Rareș Canea

Personal information
- Full name: Rareș Dumitru Canea
- Date of birth: 12 March 2004 (age 21)
- Place of birth: Constanța, Romania
- Height: 1.97 m (6 ft 6 in)
- Position(s): Defender

Youth career
- –2014: 1860 Munich
- 2014–2023: Bayern Munich

Senior career*
- Years: Team / Apps / (Gls)
- 2023–2024: Bayern Munich II / 0 / (0)

International career
- 2019: Germany U16 / 2 / (0)

= Rareș Canea =

German footballer (born 2004)

Rareș Dumitru Canea (born 12 March 2004) is a former footballer who played as a defender. Born in Romania, he was a Germany youth international.

==Early life==

Canea moved with his family from Romania to Germany on 2011.

==Club career==

As a youth player, Canea joined the youth academy of German side 1860 Munich. On 2014, he joined the youth academy of German Bundesliga side Bayern Munich. He captained the club's under-16 team.

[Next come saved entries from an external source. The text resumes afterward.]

PR #638, opened 2025-07-09
feat: support doc comments in TypeScript bindings generator

ilbertt:
**Overview**
Adds support for doc comments in the TypeScript bindings generator.

### DIFF
--- a/rust/candid_parser/src/bindings/typescript.rs
+++ b/rust/candid_parser/src/bindings/typescript.rs
@@ -1,7 +1,50 @@
-use super::javascript::{ident, is_tuple};
+use super::javascript::{ident, is_tuple_fields};
 use candid::pretty::utils::*;
+use candid::types::syntax::{self, IDLMergedProg, IDLType};
 use candid::types::{Field, Function, Label, SharedLabel, Type, TypeEnv, TypeInner};
 use pretty::RcDoc;
+
+const DOC_COMMENT_PREFIX: &str = "/**";
+const DOC_COMMENT_LINE_PREFIX: &str = " * ";
+const DOC_COMMENT_SUFFIX: &str = " */";
+
+fn find_field<'a>(
+    fields: Option<&'a [syntax::TypeField]>,
+    label: &'a Label,
+) -> (RcDoc<'a>, Option<&'a syntax::IDLType>) {
+    let mut docs = RcDoc::nil();
+    let mut syntax_field_ty = None;
+    if let Some(bs) = fields {
+        if let Some(field) = bs.iter().find(|b| b.label == *label) {
+            docs = pp_docs(&field.docs);
+            syntax_field_ty = Some(&field.typ);
+        }
+    };
+    (docs, syntax_field_ty)
+}
+
+fn pp_ty_rich<'a>(
+    env: &'a TypeEnv,
+    ty: &'a Type,
+    syntax: Option<&'a IDLType>,
+    is_ref: bool,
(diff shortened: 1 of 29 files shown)


rust/candid_parser/tests/assets/ok/example.mo
```diff
@@ -68,6 +68,7 @@ module {
     };
   };
   public type node = { head : Nat; tail : list };
+  /// Doc comment for res type
```
ilbertt: This change was cherry-picked from #637. We won't see it anymore if we merge that PR first

rust/candid_parser/tests/assets/example.did
```diff
@@ -27,6 +27,7 @@ type nested = record {
   40:nat;
   variant{ A; 0x2a; B; C };
 };
+// Doc comment for res type
```
ilbertt: This change was cherry-picked from #637. We won't see it anymore if we merge that PR first

rust/candid_parser/src/bindings/typescript.rs
```diff
@@ -108,10 +132,69 @@ fn pp_label(id: &SharedLabel) -> RcDoc {
...
+}
+
+fn pp_opt<'a>(
+    env: &'a TypeEnv,
+    ty: &'a Type,
+    syntax: Option<&'a IDLType>,
+    is_ref: bool,
+) -> RcDoc<'a> {
+    str("[] | ").append(enclose("[", pp_ty_rich(env, ty, syntax, is_ref), "]"))
 }
```
ilbertt, line 198: The logic inside these functions is the same that was in the match branches of the `pp_ty` before. The only addition is the usage of the syntax passed to `pp_field` (in `pp_record` and `pp_variant`) and the usage of `pp_ty_rich` (in `pp_opt`)

rust/candid_parser/src/bindings/typescript.rs
```diff
@@ -173,40 +287,53 @@ fn pp_defs<'a>(env: &'a TypeEnv, def_list: &'a [&'a str]) -> RcDoc<'a> {
...
+fn pp_actor<'a>(env: &'a TypeEnv, ty: &'a Type, syntax: Option<&'a IDLType>) -> RcDoc<'a> {
+    let service_doc = kwd("export interface _SERVICE");
     match ty.as_ref() {
-        TypeInner::Service(ref serv) => {
-            kwd("export interface _SERVICE").append(pp_service(env, serv))
-        }
-        TypeInner::Var(id) => kwd("export interface _SERVICE extends")
+        TypeInner::Service(_) => service_doc.append(pp_ty_rich(env, ty, syntax, false)),
+        TypeInner::Var(id) => service_doc
+            .append(kwd("extends"))
```
christoph-dfinity, line 302: Wouldn't this miss a space between `SERVICE` and `extends` after the refactor? If so let's also add a test to check.

ilbertt: Apparently, `append` does the trick as you can see from https://github.com/dfinity/candid/pull/638/files#diff-7b35686a5cb40a21e761a435c404d1262fed9ecd922ebe3e4db8d3bd58457ea5L16, which hasn't changed after the refactor

christoph-dfinity: It's actually because `kwd` appends a space, and so the `service_doc` document here already has a trailing space. Thanks for checking!

christoph-dfinity (approved):
Fire away!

After the 2023–24 season concluded, for which he did not see any action on the field, due to recurring injuries, on 1 July 2024, he retired from professional football.

==International career==
He represented the Germany national under-16 football team, however he was eligible for both his native Romania and Germany.

==Style of play==

Canea mainly operated as a centre-back.

==Personal life==

Canea is the son of Dumitru Canea. He is a native of Constanța, Romania.